Stored data:
>>>

PR #190, opened 2022-05-21
Add ReplacePlaylistItems

xonstone:
Implementation of https://developer.spotify.com/documentation/web-api/reference/#/operations/reorder-or-replace-playlists-tracks replace functionality with URI's instead of trackID's

### DIFF
--- a/playlist_test.go
+++ b/playlist_test.go
@@ -560,6 +560,20 @@ func TestReplacePlaylistTracksForbidden(t *testing.T) {
 	}
 }
 
+func TestReplacePlaylistItemsForbidden(t *testing.T) {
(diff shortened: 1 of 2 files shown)


playlist_test.go
```diff
@@ -536,6 +536,35 @@ func TestReplacePlaylistTracks(t *testing.T) {
 	}
 }
 
+func TestReplacePlaylistItems(t *testing.T) {
```
strideynet, line 539: It would be nice if this was a table driven test for all scenarios in `ReplacePlaylistItems` rather than two seperate tests :)

xonstone: Replace the 2 separate tests with table tests

strideynet (approved):

PR #203, opened 2022-09-29
fix: description field in FullPlaylist was shadowing the one from SimplePlaylist

Sundava:
Follow up of #202, I realized that including the `Description` field in `SimplePlaylist` means it should removed from `FullPlaylist`.

It is very minor, but having it in both structs (In addition to being redundant) means that when explicitly selecting the `SimplePlaylist` part from the struct, the `Description` is always empty. It meant we couldn't do this :

```go
func printDescription(playlist SimplePlaylist) {
  fmt.Println(playlist.Description)
}

playlist, err := client.GetPlaylist(ctx, spotify.ID(spotifyID)) // Assume we fetch a playlist with a non empty Description
printDescription(playlist.SimplePlaylist) // Prints nothing, even if playlist.Description is not empty
}
```

### DIFF
--- a/test_data/get_playlist.txt
+++ b/test_data/get_playlist.txt
@@ -1,0 +1,460 @@
+{
+    "collaborative": false,
+    "description": "Bit of a overlap with phonk but whatever",
+    "external_urls": {
+        "spotify": "https://open.spotify.com/playlist/1h9q8vXXDl2vHOmwdsuXms"
+    },
+    "followers": {
+        "href": null,
+        "total": 0
+    },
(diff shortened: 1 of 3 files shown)


test_data/get_playlist.txt
```diff
@@ -0,0 +1,17856 @@
+{
```
strideynet, line 1: Is it possible to use a smaller playlist for this test data ?

strideynet (approved):

test_data/get_playlist.txt
Sundava: Sure thing
just pushed with a smaller one (~500 lines, without the extra line breaks in the `available_countries` field)

PR #212, opened 2022-12-28
Allow retry period to be cancelled by context

rtrox:
Currently, given the use of `time.Sleep`, retry time periods completely ignore the context passed into the function. This PR swaps the sleep logic to instead use a `select` and `time.After`, so that context cancellation will successfully cancel the sleep. The behavior in this PR is just to return the original error if context is cancelled during the retry Sleep. If you'd prefer, I can also swap to return a context cancellation, too.
Signed-off-by: Russell Troxel <russelltroxel@gmail.com>


strideynet:
Many thanks for this

PR #215, opened 2023-03-12
fix: support HTTP status 202

rmillet42:
even if spotify docs says its returns HTTP status 204, some endpoints return HTTP status 202


strideynet:
Classic Spotify API - Thanks for raising this @rmillet42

<<<

Among the lines above, which ones hold the string "printDescription"? Show them.

func printDescription(playlist SimplePlaylist) {
printDescription(playlist.SimplePlaylist) // Prints nothing, even if playlist.Description is not empty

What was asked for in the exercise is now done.